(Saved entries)

PR #591, opened 2021-03-24
zstd compression for backups

CrimsonVoid:
## Proposed Changes
  - support zstd compression for backups; on my machine compressing ~880 mb takes roughly 30 seconds when using zip, and 3 seconds with zstd. Since zstd isn't widely supported I opted to keep zip backups the default for people who want backup's that "just work"

## Checklist
I was only able to get it to build on macOS, but it seems to work fine there.
- [x] Tested on Windows
- [x] Tested on MacOS
- [ ] Tested on Linux


casperstorm:
Thank you for this PR, @CrimsonVoid. 
I am a little confused about the fileformat it uses (`.zst`) since if i understand it correctly you use `tar` together with `zstd` which normally gives a `.tar.zst`? 

```sh
# compress
tar --zstd -cf foo.tar.zst foo/

# decompress
tar --zstd -xf foo
```

I am not that much into compression so I am just wondering. Man it is fast though, awesome job.

CrimsonVoid:
I originally did want to use `.tar.zst` but `Archive::try_from(dest)` would fail since file_stems are different for the two, and `.zst` was the easiest way to fix it at the time. Looking back at this, I think using `.tar.zst` would be the clearest option here; I'll try to have a fix out later today.

File stem differences: 
https://play.rust-lang.org/?version=stable&mode=debug&edition=2018&gist=585c510f3c91a5765e7a4e1516ad1e28

casperstorm:
I see. Thanks for clarifying.
Let me know how it goes or if you need assistance.
This will be a nice QOL change for people doing automatic backups. And always nice with options.

CrimsonVoid:
Not the best fix, but I think it should work well enough. I also updated `latest_backup`, and I'm not sure if the update to the `Added` subheading in CHANGELOG.md was intentional or not (looks like the other Added sections use `###`), but if so, let me know and I can change it back.

casperstorm:
> Not the best fix, but I think it should work well enough. 

I think it looks good, I see the problems and I think you solved it in a nice way.

> I also updated `latest_backup`, and I'm not sure if the update to the `Added` subheading in CHANGELOG.md was intentional or not (looks like the other Added sections use `###`), but if so, let me know and I can change it back.

That was a mistake from my side, thanks for catching.
Ill do some more testing tomorrow, and will merge it during the weekend. Thanks again for the contribution and let me know if you want to work on more features!

casperstorm:
Confirmed working on Windows as well. Unzipping with [PeaZip](https://peazip.github.io/).

PR #598, opened 2021-03-26
fix: clippy warning from rust 1.51.0

casperstorm:
Resolves clippy warning from running Ajour with Rust 1.51.0

## Checklist

- [ ] Tested on Windows
- [ ] Tested on MacOS
- [ ] Tested on Linux

### DIFF
--- a/crates/core/src/config/wow.rs
+++ b/crates/core/src/config/wow.rs
@@ -31,43 +31,45 @@ impl Default for Wow {
 pub enum Flavor {
     #[serde(alias = "retail", alias = "wow_retail")]
     Retail,
-    RetailPTR,
+    #[serde(alias = "RetailPTR")]
+    RetailPtr,
     RetailBeta,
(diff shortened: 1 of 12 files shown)


crates/core/src/config/wow.rs
```diff
@@ -31,54 +31,56 @@ impl Default for Wow {
 pub enum Flavor {
     #[serde(alias = "retail", alias = "wow_retail")]
     Retail,
-    RetailPTR,
+    #[serde(alias = "RetailPTR")]
+    RetailPtr,
```
casperstorm, line 35: I chose to follow the clippy rule [upper_case_acronyms](https://rust-lang.github.io/rust-clippy/master/#upper_case_acronyms). This meant i had to rename our PTR Flavors which essentially would break reading our config file because suddenly `RetailPTR` does not exists. I fixed this by adding a serde alias, eventually we can get rid of it but for now I think it's the right choice to follow the standard.

PR #612, opened 2021-04-02
fix: other flavor

casperstorm:
## Proposed Changes
  - Add a `other` variant to Flavor to support potential new flavors added to the catalog. 

## Checklist

- [ ] Tested on Windows
- [ ] Tested on MacOS
- [ ] Tested on Linux

### DIFF
--- a/crates/core/src/config/wow.rs
+++ b/crates/core/src/config/wow.rs
@@ -39,6 +39,8 @@ pub enum Flavor {
     #[serde(alias = "ClassicPTR")]
     ClassicPtr,
     ClassicBeta,
+    #[serde(other)]
+    Other,
 }
 
 impl Flavor {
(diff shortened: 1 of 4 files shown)


crates/core/src/config/wow.rs
```diff
@@ -84,6 +95,7 @@ impl Flavor {
             Flavor::Classic => "_classic_".to_owned(),
             Flavor::ClassicPtr => "_classic_ptr_".to_owned(),
             Flavor::ClassicBeta => "_classic_beta_".to_owned(),
+            _ => panic!("Unsupported flavor: {:?}", self),
```
petergp, line 98: Will these cases ever be hit in practice?

casperstorm: It is used to convert a `Flavor` into the folder name, and those places we use this is all tied to `Flavor::ALL` which we control: 

```rust
    pub const ALL: [Flavor; 6] = [
        Flavor::Retail,
        Flavor::RetailPtr,
        Flavor::RetailBeta,
        Flavor::Classic,
        Flavor::ClassicPtr,
        Flavor::ClassicBeta,
    ];
```

I am not sure if its better to return a string, rather than just panic.

casperstorm:
If we are controlling the `Flavor` from the catalog, then this PR might not be needed @petergp.
Only case which we could end up in a issue is then here:

https://github.com/ajour/ajour-catalog/blob/c2d00e8e83b528a995292a252990842fa58a9733/townlong_yak.sh#L21

casperstorm:
@tarkah do you have anything to say about this? I am a little unsure if we want it.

## Exercise directions
Scan the data above for the string "catalog". Copy every line in which it appears.

## Solution to the exercise
  - Add a `other` variant to Flavor to support potential new flavors added to the catalog. 
If we are controlling the `Flavor` from the catalog, then this PR might not be needed @petergp.
https://github.com/ajour/ajour-catalog/blob/c2d00e8e83b528a995292a252990842fa58a9733/townlong_yak.sh#L21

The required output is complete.